Nan had her own ideas about this, but she did not contradict the young man. In her opinion he was grace itself, and she doubted if ever any gondolier surpassed him.
It was not a very long distance to the spot which Mr. Wells had chosen for their landing and here the hamper was set ashore. It had been something of a tug to get things over, but all had given a willing hand and so it was managed, yet all decided that it was none too soon to begin preparations for the lunch, as every one was tired and hungry. There was a small fireplace already built, showing that the spot was no new discovery.
“We are going to have some fish,” Mr. Wells told them as he threw out some rods and lines. “I’ll show whoever cares to go fishing, where he or she can get plenty of trout. Then some one must gather wood and some can open the cans and set the table. Here’s the table.” He indicated a large flat rock a convenient distance from the fire. “To Miss Jo is given the high office of chief bacon fryer, and whoever will can undertake the coffee. Now you know what is to be done, please pitch in.”
The Gordon boys and Hartley Glenn voted for fishing, Nan offered to make the coffee, Mrs. Corner and Miss Helen opened the hamper, Mr. Wells started the fire, while the rest gathered wood and set the table, all but Jo who clung to her package of bacon and the frying-pan.

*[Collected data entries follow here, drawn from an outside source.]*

PR #27439, opened 2025-11-25
Clean up dependencies on SPI test jar

martint:
Replace usages of TestingTypeManager and TestingBlockEncodingSerde, which are meant to be used only within the SPI module.

## Release notes

### DIFF
--- a/plugin/trino-delta-lake/pom.xml
+++ b/plugin/trino-delta-lake/pom.xml
@@ -425,13 +425,6 @@
 
         <dependency>
             <groupId>io.trino</groupId>
-            <artifactId>trino-spi</artifactId>
-            <type>test-jar</type>
-            <scope>test</scope>
-        </dependency>
-
-        <dependency>
-            <groupId>io.trino</groupId>
             <artifactId>trino-testing</artifactId>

Mr. Wells was a most efficient host. He was everywhere, helping this one, joking with that, lugging water from a near-by spring, replenishing the fire. The fishermen, though a little dubious when they started off, were not a great while in returning with the fish which were set to cook on the flat stones heated for the purpose.
“I couldn’t have believed we’d be so lucky in so short a time,” said Hartley. “This is a great place, Wells. Your discovery?”
“Not exactly. I suppose some hundreds of years ago the Indians made it a favorite camping ground for we find traces of them now and then, but I confess to have come upon it unawares one day when I was off prospecting for suitable subjects to paint. I haven’t written the place up, nor have I gone so far as to sound its praise too widely, so pray be cautious how you let the public in on the ground floor as it were, or I’ll have to get the owner to put a fence around it.”
“Then there is an owner?”
“Yes, an old fellow who owns some acres of wild land of which this is a part. Are we ready? I am sure those fish are done, don’t you think so, Mrs. Corner? Try this one.” He deftly lifted the fish from the hot stone and offered it to Mrs. Corner on a bit of birch bark, a pile of which he had prepared to be used as plates. “Some salt in that hamper, Miss Jo?”
Jo managed to find it. Then the coffee was rescued from the smoking fire, but only after the handle of the coffee-pot had dropped off. The tin cups, which all carried hanging from their belts, were filled, the remaining fish were dished up on the birch-bark plates and every one was served.